■ MATERIAL PROVIDED
PR #2159, opened 2026-07-24
feat(wiki): preserve hand-authored custom pages across export

TomaszWu14:
## Problem

`graphify export wiki` deletes **every** `wiki/*.md` at the start of each run:

```python
for old_article in out.glob("*.md"):
    old_article.unlink()
```

This exists to clear orphaned community articles (LLM-generated labels are non-deterministic, so a renamed community would otherwise leave its old file behind). But it also deletes **any page a user added by hand** — custom analysis, notes, topology deep-dives — with no way to keep them. Re-running the export silently wipes them, and there's no opt-out.

## Fix

`to_wiki` now tracks the files it generates in a `.graphify_wiki_files.json` manifest and, on re-export, deletes **only its own prior output** (files it generated last run but not this run — e.g. renamed communities). Any file graphify never wrote is left untouched.

Preserved pages are also auto-listed in a **Custom Pages** section of `index.md`, titled by their first markdown `# H1` (falling back to a de-slugged filename), so they stay reachable from the agent entry point instead of becoming orphans.

**Migration safety:** the first run after upgrade has no manifest, so it deletes nothing — existing custom pages survive. Self-generated orphans are cleaned up from the next run onward.

## Behavior

- Community/god-node articles regenerate exactly as before (byte-identical on an unchanged graph).
- A hand-authored `my-analysis.md` now survives re-export and appears under `## Custom Pages` in the index.
- Renaming a community still removes its stale article (verified by test).

## Tests

Adds 5 tests to `tests/test_wiki.py`:
- `test_to_wiki_preserves_custom_pages`
- `test_index_lists_custom_pages_by_h1`
- `test_to_wiki_removes_only_its_own_orphans`
- `test_to_wiki_writes_manifest`
- `test_custom_page_without_h1_falls_back_to_filename`

`pytest tests/test_wiki.py` → **35 passed** (30 existing + 5 new).

## Notes

- `import json` moved to module level (was needed by the new manifest read/write).
- No public API change; `to_wiki`'s signature is unchanged. `_index_md` gains an optional `custom_pages` argument.

### DIFF
--- a/graphify/wiki.py
+++ b/graphify/wiki.py
@@ -4,6 +4,7 @@ from __future__ import annotations
 from collections import Counter
 from pathlib import Path
 from urllib.parse import quote
+import json
 import networkx as nx
 
 from graphify.build import edge_data
@@ -166,6 +167,18 @@ def _god_node_article(G: nx.Graph, nid: str, labels: dict[int, str], node_commun
     return "\n".join(lines)
 
 
+def _custom_title(path: Path) -> str:
+    """Link title for a preserved custom page: its first markdown H1, else a
+    de-slugged filename."""
+    try:
+        for line in path.read_text(encoding="utf-8").splitlines():
+            if line.startswith("# "):
+                return line[2:].strip()
+    except Exception:
+        pass
+    return path.stem.replace("-", " ").replace("_", " ").title()
+
+
 def _index_md(
     communities: dict[int, list[str]],
     labels: dict[int, str],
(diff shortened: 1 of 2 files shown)


TomaszWu14:
Friendly heads-up: this PR is a first-time contribution, so the CI workflows are sitting in `action_required` pending maintainer approval. Whenever a maintainer has a moment, could you approve the workflow run so the checks can execute? Happy to address anything they surface. Thanks for the great tool! 🙏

■ TRY IT
Write out exactly the lines above between the line with "- A hand-authored" and the line with "from __future__ import annotations", inclusive, and nothing beyond them.

■ FINISHED EXERCISE
- A hand-authored `my-analysis.md` now survives re-export and appears under `## Custom Pages` in the index.
- Renaming a community still removes its stale article (verified by test).

## Tests

Adds 5 tests to `tests/test_wiki.py`:
- `test_to_wiki_preserves_custom_pages`
- `test_index_lists_custom_pages_by_h1`
- `test_to_wiki_removes_only_its_own_orphans`
- `test_to_wiki_writes_manifest`
- `test_custom_page_without_h1_falls_back_to_filename`

`pytest tests/test_wiki.py` → **35 passed** (30 existing + 5 new).

## Notes

- `import json` moved to module level (was needed by the new manifest read/write).
- No public API change; `to_wiki`'s signature is unchanged. `_index_md` gains an optional `custom_pages` argument.

### DIFF
--- a/graphify/wiki.py
+++ b/graphify/wiki.py
@@ -4,6 +4,7 @@ from __future__ import annotations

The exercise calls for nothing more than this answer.